Erik Imler

Personal information
- Full name: Erik Bradley Imler
- Date of birth: June 1, 1971 (age 55)
- Place of birth: Silver Spring, Maryland, U.S.
- Height: 5 ft 9 in (1.75 m)
- Positions: Midfielder; defender;

College career
- Years: Team / Apps / (Gls)
- 1989–1992: Virginia Cavaliers

Senior career*
- Years: Team / Apps / (Gls)
- 1994: Delaware Wizards / 4 / (0)
- 1995: Raleigh Flyers / 23 / (6)
- 1996: D.C. United / 19 / (0)
- 1997: Worcester Wildfire
- 1997: New England Revolution / 15 / (0)
- 1998–1999: Charleston Battery / 1 / (0)
- 1999: Lehigh Valley Steam / 24 / (0)

International career
- United States U17
- United States U20
- 1992: United States U23
- 1993: United States / 1 / (0)

Managerial career
- 1993: Virginia Cavaliers (assistant)
- 1998–1999: The Citadel Bulldogs (assistant)
- 2008: Belmont Abbey College
- 2010: United States U17 (assistant)
- 2021: Stumptown AC (assistant)

= Erik Imler =

American soccer player and coach (born 1971)

Erik Bradley Imler (born June 1, 1971) is an American soccer coach and former player. He won national championships while playing at the University of Virginia before becoming part of the US team that competed at the 1992 Summer Olympics in Barcelona. He is currently an assistant coach for Stumptown AC in the National Independent Soccer Association.

==Youth and college==
Imler grew up in Maryland, attending Bowie High School in Bowie, Maryland. In 1989, his senior year, he was named a Parade Magazine high school All-American soccer player. After high school, he attended the University of Virginia where he played as a defender and defensive midfielder on the men's soccer team from 1989 to 1992. During his four season at Virginia, the Cavaliers took the NCAA title twice (1991 and 1992) and were co-champions once (1989). In 1992, he was the team captain as a senior. Imler was a two-time second-team All-American. While at Virginia, he majored in sports medicine. In 2000, SoccerAmerica magazine named Imler to its College Team of the Century.

==Professional==
In 1994, Imler played for the Delaware Wizards of USISL. In 1995, he moved to the Raleigh Flyers. In February 1996, D.C. United of Major League Soccer (MLS) drafted Imler in the third round (30th overall) in the 1996 MLS Inaugural Player Draft. He spent the 1996 season in central defense with United, playing in nineteen games as the team took both the 1996 MLS Cup and 1996 U.S. Open Cup titles. United released Imler in 1997 and he signed with the Worcester Wildfire of USISL. At the same time, he pursued a return to MLS and had a two-week try out with the New England Revolution. On May 7, 1997, the Revs signed Imler as a Discovery Player after impressing the coaches during his trial. The Revs waived Imler on November 10, 1997. In 1998, he signed with the Charleston Battery, but tore his anterior cruciate ligament during a pre-season game which led to his losing the entire 1998 season. In 1999, Imler played one game, twelve minutes total, for the Charleston Battery. The Battery then released him and he finished the season, and his career, with the Lehigh Valley Steam.
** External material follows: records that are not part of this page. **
PR #6832, opened 2024-07-02
chore(cli): remove `awscdk` from builtin

hasanaburayyan:
looks like oversight from when we moved `awscdk` to be external

## Checklist

- [ ] Tests added (always)

### DIFF
--- a/apps/wing/src/cli.ts
+++ b/apps/wing/src/cli.ts
@@ -169,7 +169,7 @@ async function main() {
     .argument("[entrypoint]", "program .w entrypoint")
     .option(
       "-t, --platform <platform> --platform <platform>",
-      "Target platform provider (builtin: sim, tf-aws, tf-azure, tf-gcp, awscdk)",
+      "Target platform provider (builtin: sim, tf-aws, tf-azure, tf-gcp)",
       collectPlatformVariadic,
       DEFAULT_PLATFORM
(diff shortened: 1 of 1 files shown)


Chriscbr (approved):

apps/wing/src/cli.ts
```diff
@@ -169,7 +169,7 @@ async function main() {
     .argument("[entrypoint]", "program .w entrypoint")
     .option(
       "-t, --platform <platform> --platform <platform>",
-      "Target platform provider (builtin: sim, tf-aws, tf-azure, tf-gcp, awscdk)",
```
eladb, line 172: We should figure out how we improve the discoverability of non built in platforms?  

Maybe we can add here a link to a doc page with a list as a simple first step?

@boyney123 what do you think?

boyney123: Yeah I like the idea, maybe we can add a `List of platforms` page to the new platforms section.

image

Also the new patterns/examples page I'm working on, maybe we can also add a filter by platform too, this will also help with discoverability.

I will add a page into the docs with a table/list of platforms as a first step.

boyney123: Added a new here @eladb https://github.com/winglang/wing/pull/6859, let me know what you think

Issue #6754, opened 2024-06-21
Cannot see full dates for logs in Wing Console


Chriscbr:
### I tried this:

Looking at the logs of an app that I've had running for multiple days (on the Wing Cloud hosted platform)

==National and Olympic teams==
Imler was a member of the U.S. team at the 1987 U-16 World Cup in Canada. He then went on to play with the U.S. U-20 national team, but was not a member of the team at any cups. In 1991, Imler was part of the U.S. gold winning soccer team at the Pan American Games.

He then continued to play for the U-23 national team leading up to the 1992 Summer Olympics. Imler started all six games as the U.S. qualified for the tournament. He was then named to the U.S. soccer team for the games. At the Olympics, the U.S. went 1–1–1 and did not qualify for the second round.

On March 23, 1993, Imler earned his only caps with the U.S. national team in a 2–2 tie with El Salvador. However, in the 43d minute, he tore ligaments in his right knee during the game and was replaced by Yari Allnutt who scored a goal. Imler never appeared again for the senior national team.

==Coach==
Since retiring from playing professionally, Imler has held several positions as a youth soccer coach. He was a Director of Coaching and team coach with Charlotte Soccer Academy in North Carolina. In May 2008, Imler became the head coach of the Belmont Abbey College women's soccer coach. He took the team to a 17–3–3 record in his only season as head coach. In September 2010, Imler became an assistant coach with the United States men's national under-17 soccer. In March 2021, he joined National Independent Soccer Association side Stumptown AC as an assistant coach.